Surfaces and Volumes
Surface Representation
- Formally: Surface is a 2D manifold embedded in 3D space.
- Informally: Surface is boundary of a non-degenerate 3D solid.
A non-degenerate solid object is one where each point can be classified as either interior or exterior.
What is a manifold?
An n-dimensional manifold will look like an n-dimensional Euclidean space when looked at closely.
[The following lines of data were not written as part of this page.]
PR #3822, opened 2017-08-30
Delete re-uploaded image after saving the new one.

### LINKED ISSUE #3817: Reuploading an image doesn’t invalidate browser caches
Use case and steps to reproduce:
1. Upload an image
2. Link other objects to it, like pages, then realise something is wrong with the image (bad quality, wrong contrast, etc)
3. Reupload the file (usually with the same name) by editing the image
4. Download the file somewhere, from the front or back office, and you get the previous version if you already viewed it once and if you kept the same filename when reuploading it

This is because browsers can cache images.
When users reupload an image, they almost always have the same name as the original. And since HTTP servers are most of the time configured with a long expiry delay like a month or a year, people get stale data.

Django [has a way to deal with this](https://github.com/django/django/blob/master/django/core/files/storage.py#L61-L90) by looking for an available file name before saving the file and database row. It adds an underscore and a hash to the original filename until it finds an unused hash.

Unfortunately, Wagtail bypasses this behaviour [by deleting the image just before saving the new one](https://github.com/wagtail/wagtail/blob/v1.12/wagtail/wagtailimages/views/images.py#L102-L106).

Note that **there is a small difference with #3816**, as images also have renditions/thumbnails. As we can see [in the code](https://github.com/wagtail/wagtail/blob/v1.12/wagtail/wagtailimages/views/images.py#L107), all renditions are correctly removed, but since the name of the image file is kept the same, all renditions file name also stay the same, even if the rendition objects and files are deleted and created again later. So the same browser cache issue happens with renditions. This should be fixed by doing nothing more than the same fix as for #3816, but we have to check that renditions work anyway.

I’m working on a pull request to fix this.

BertrandBordage:
Fixes #3817.

### DIFF
--- a/wagtail/wagtailimages/tests/test_admin_views.py
+++ b/wagtail/wagtailimages/tests/test_admin_views.py
@@ -283,6 +283,11 @@ class TestImageEditView(TestCase, WagtailTestUtils):
             file=get_test_image_file(),
         )
 
+        self.storage = self.image.file.storage
+
+    def update_from_db(self):
+        self.image = Image.objects.get(pk=self.image.pk)
+
     def get(self, params={}):
         return self.client.get(reverse('wagtailimages:edit', args=(self.image.id,)), params)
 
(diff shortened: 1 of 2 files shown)


BertrandBordage:
#3821 is a similar fix, but for documents.

gasman:
Merged in 37be77143d95f5a1572342eb76c50a3dfb821420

For example, if you zoom in infinitely on a hollow sphere, it will look like a 2D plane.
Surface Classifications
Classification | Examples |
---|---|
Orientable/Non Orientable | Torus is orientable, Klien Bottle is not |
Closed/Open | Sphere is closed, Plane is open |
Manifold/Non-Manifold | Sphere is manifold, Cone is non-manifold |
Topological Classification
- Topological Equivalence: Two surfaces are topologically equivalent if one can be deformed into the other without any cuts or gluing.
- Genus: Maximum Number of cuttings along non-intersecting closed curves that can be made without separating the surface.
Operational Classification
- Evaluation: The sampling of the surface geometry or other surface properties.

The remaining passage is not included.